Книга Имяхранитель - Азамат Козаев
Шрифт:
Интервал:
Закладка:
Пожениться голубкам было не суждено. Интересы государства и в незапамятные времена стояли превыше чувств. Встречались украдкой, в лесной избушке, где приютила Цаплю добрая отшельница. За пять лет любви у них появилось трое детей – два сына и дочь. Все бы хорошо, но цесаревич мало-помалу стал охладевать к тайной возлюбленной, увлекшись государственными делами. Его женили, а вскоре он взошел на трон. Законная его супруга была безобразна и вдобавок бесплодна. Поэтому, обретя царский венец, император первым делом отнял у Цапли мальчиков и объявил законнорожденными. Саму же ее вместе с дочерью заключил в монастырь.

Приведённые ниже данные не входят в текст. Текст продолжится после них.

Issue #37, opened 2018-07-23
make Cl() return layout only , why do we have Cl()?


arsenovic:
since `blades` are in layout, `Cl()` doesnt need to return a tuple of `layout, blades`, rather it could just return layout.  this would make for mildly cleaner code. this will break things, so its worth considering. also i think we could consider changing `Cl()` to `ga()`, so we can write 

`g3 = ga(3)`

could even remove the `a`, so its `g3 =g(3)`, since its a method. which brings up the point, why are we not just using the layout constructor?  couldnt the stuff in `Cl()`  be moved into `Layout.__init__`? and why isnt `Layout` called `Ga` or `G` or whatever,

hugohadfield:
This definitely sounds sensible but isn't really a pain point for me atm, it works at the moment even if it is kinda weirdly done

eric-wieser:
What does `Cl` stand for?

PR #197, opened 2019-11-10
Make `conformalize` return a subclass of `Layout`.

eric-wieser:
This means that `layout.up` and `layout.einf` etc are available, which makes it easier to write code that works for both g3c and g2c.

In order to make this change, most of the interesting logic in `Cl` and `conformalize` moved to private classmethods in `Layout` and `ConformalLayout`.
In future, we could consider making these methods public, and maybe deprecating the public ones.

Relates somewhat to #37

### DIFF
--- a/clifford/_conformal_layout.py
+++ b/clifford/_conformal_layout.py
@@ -1,0 +1,87 @@
+import numpy as np
+
+from ._layout import Layout
+from ._multivector import MultiVector
+
+
+class ConformalLayout(Layout):
+    r"""
+    A layout for a conformal algebra, which adds extra constants and helpers.
+
+    Typically these should be constructed via :func:`clifford.conformalize`.
+
+    Attributes
+    ----------
+    ep : MultiVector
+        The first added basis element, :math:`e_{+}`, usually with :math:`e_{+}^2 = +1`
+    en : MultiVector
+        The first added basis element, :math:`e_{-}`, usually with :math:`e_{-}^2 = -1`
+    eo : MultiVector
+        The null basis vector at the origin, :math:`e_o = 0.5(e_{-} - e_{+})`
+    einf : MultiVector
+        The null vector at infinity, :math:`e_\infty = e_{-} + e_{+}`
+    E0 : MultiVector
+        The minkowski subspace bivector, :math:`e_\infty \wedge e_o`
+    I_base : MultiVector
+        The pseudoscalar of the base ga, in cga layout
+    """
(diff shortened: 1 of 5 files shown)


clifford/_layout.py
```diff
@@ -157,6 +157,18 @@ def __init__(self, sig, bladeTupList, firstIdx=0, names=None):
...
+    def _from_sig(cls, sig=None, *, firstIdx=1, **kwargs):
+        """ Factory method that uses sorted blade tuples.  """
+        bladeTupList = cf.elements(len(sig), firstIdx)
+
+        return cls(sig, bladeTupList, firstIdx=firstIdx, **kwargs)
+
+    @classmethod
+    def _from_Cl(cls, p=0, q=0, r=0, **kwargs):
+        """ Factory method from a ${Cl}_{p,q,r}$ notation """
+        return cls._from_sig([0]*r + [+1]*p + [-1]*q, **kwargs)
```
eric-wieser: For another time - decide if these make better sense as a public API than the current `clifford.Cl`, and if so come up with succinct names (and remove the leading `_`

clifford/_conformal_layout.py
```diff
@@ -0,0 +1,87 @@
...
+        self._base_layout = layout
+
+        basis_vectors = self.basis_vectors
+        added_keys = sorted(basis_vectors.keys())[-2:]
+        ep, en = [basis_vectors[k] for k in added_keys]
+
+        # setup  null basis, and minkowski subspace bivector
+        eo = .5 ^ (en - ep)
+        einf = en + ep
+        E0 = einf ^ eo
```
eric-wieser: Note that this is just copied from the old code - I haven't changed any definitions here

eric-wieser:
@arsenovic: does this seem reasonable, or do you think it overlaps too much with `clifford.cga`?

clifford/_conformal_layout.py
arsenovic: i like this change.

clifford/_layout.py
arsenovic: i like them as public methods. not sure of a good name for the `from_pqr()`, but that it used most i would guess.

eric-wieser: Perhaps just `Layout.Cl(...)`

eric-wieser:
Let's put this in - even if it does overlap with `cga.CGA`, we're already relying on `Layout` to have `einf` and `eo` members elsewhere. We can deal with any necessary merging later.

PR #199, opened 2019-11-11
Fix pow as per Daniil Slavins PR

hugohadfield:


clifford/_multivector.py
```diff
@@ -273,7 +273,8 @@ def __pow__(self, other) -> 'MultiVector':
         other = int(round(other))
 
         if other == 0:
-            return 1
+            unit_out = self._newMV(dtype=self.value.dtype) + 1
+            return unit_out
```
eric-wieser: Shorter as `self.layout.scalar` I think

eric-wieser:
Would be good to add a test

clifford/test/test_clifford.py
```diff
@@ -40,6 +40,14 @@ def test_pseudoscalar(self, algebra):
...
         ps2 = layout.pseudoScalar
         assert np.linalg.matrix_rank(np.column_stack((ps.value, ps2.value))) == 1
+        
+    def test_pow_0(self, algebra):
+        layout, blades = algebra
+        e1 = blades['e1']
+        ret = e1**0
+        assert type(ret) is type(e1)
+        assert ret == 1
+        assert ret.value.dtype == el.value.dtype
```
hugohadfield:
```suggestion
        assert ret.value.dtype == e1.value.dtype
```

eric-wieser:
Fails CI with `clifford/test/test_clifford.py:43:1: W293 blank line contains whitespace`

Погиб император на охоте, «уязвленный в естество мужеское аспидом водным, помесью полоза, ехидны и тритона».
Старший сын, занявший в свою очередь престол, унаследовал от отца твердость характера, а от матери хитроумие и немаловажную для правителя способность оборачивать любую ситуацию к собственной пользе.
Монастырь, где избывала век Цапля, со временем приобрел добрую славу. Там излечивались женские недуги, принимались тяжелые роды, и всегда могли укрыться девицы и жены, хлебнувшие мужского вероломства. Цапля не была злопамятна, напротив, учила пациенток смирению и покорности. Тех же девушек, которые соглашались остаться под ее крылом навсегда, одаривала сверх прочего умением. Умением чувствовать мельчайшие прихоти мужчины, улавливать всякое желание хозяина и повелителя. Улавливать – и выполнять.
Император, ее старший сын, спохватился, когда стало уже слишком поздно. Многие и многие влиятельнейшие мужи Пераса оказались смертельно крепко привязаны к подопечным Цапли. Высшие сановники и генералы, городские старшины и богатейшие эвпатриды были готовы на любые подвиги или преступления ради неслыханных наслаждений, даримых гетерами – теми, что щеголяли перистым птичьим гримом. Две сотни лет (столько продолжала жить матушка Цапля) внутри Пределов, по сути, царил матриархат. Но и после ее успения храм не был ни разрушен, ни распущен. Влияние его до сих пор весьма велико, а умение послушниц каждый может испытать на себе…»
– Ну да, каждый, – пробормотал Иван, гася линзу и опуская на нее бархатную накидку. – Как это у поэта? «А те, что им на смену успели подрасти, такую ломят цену, что господи прости…» Впрочем, за дело, за дело ломят.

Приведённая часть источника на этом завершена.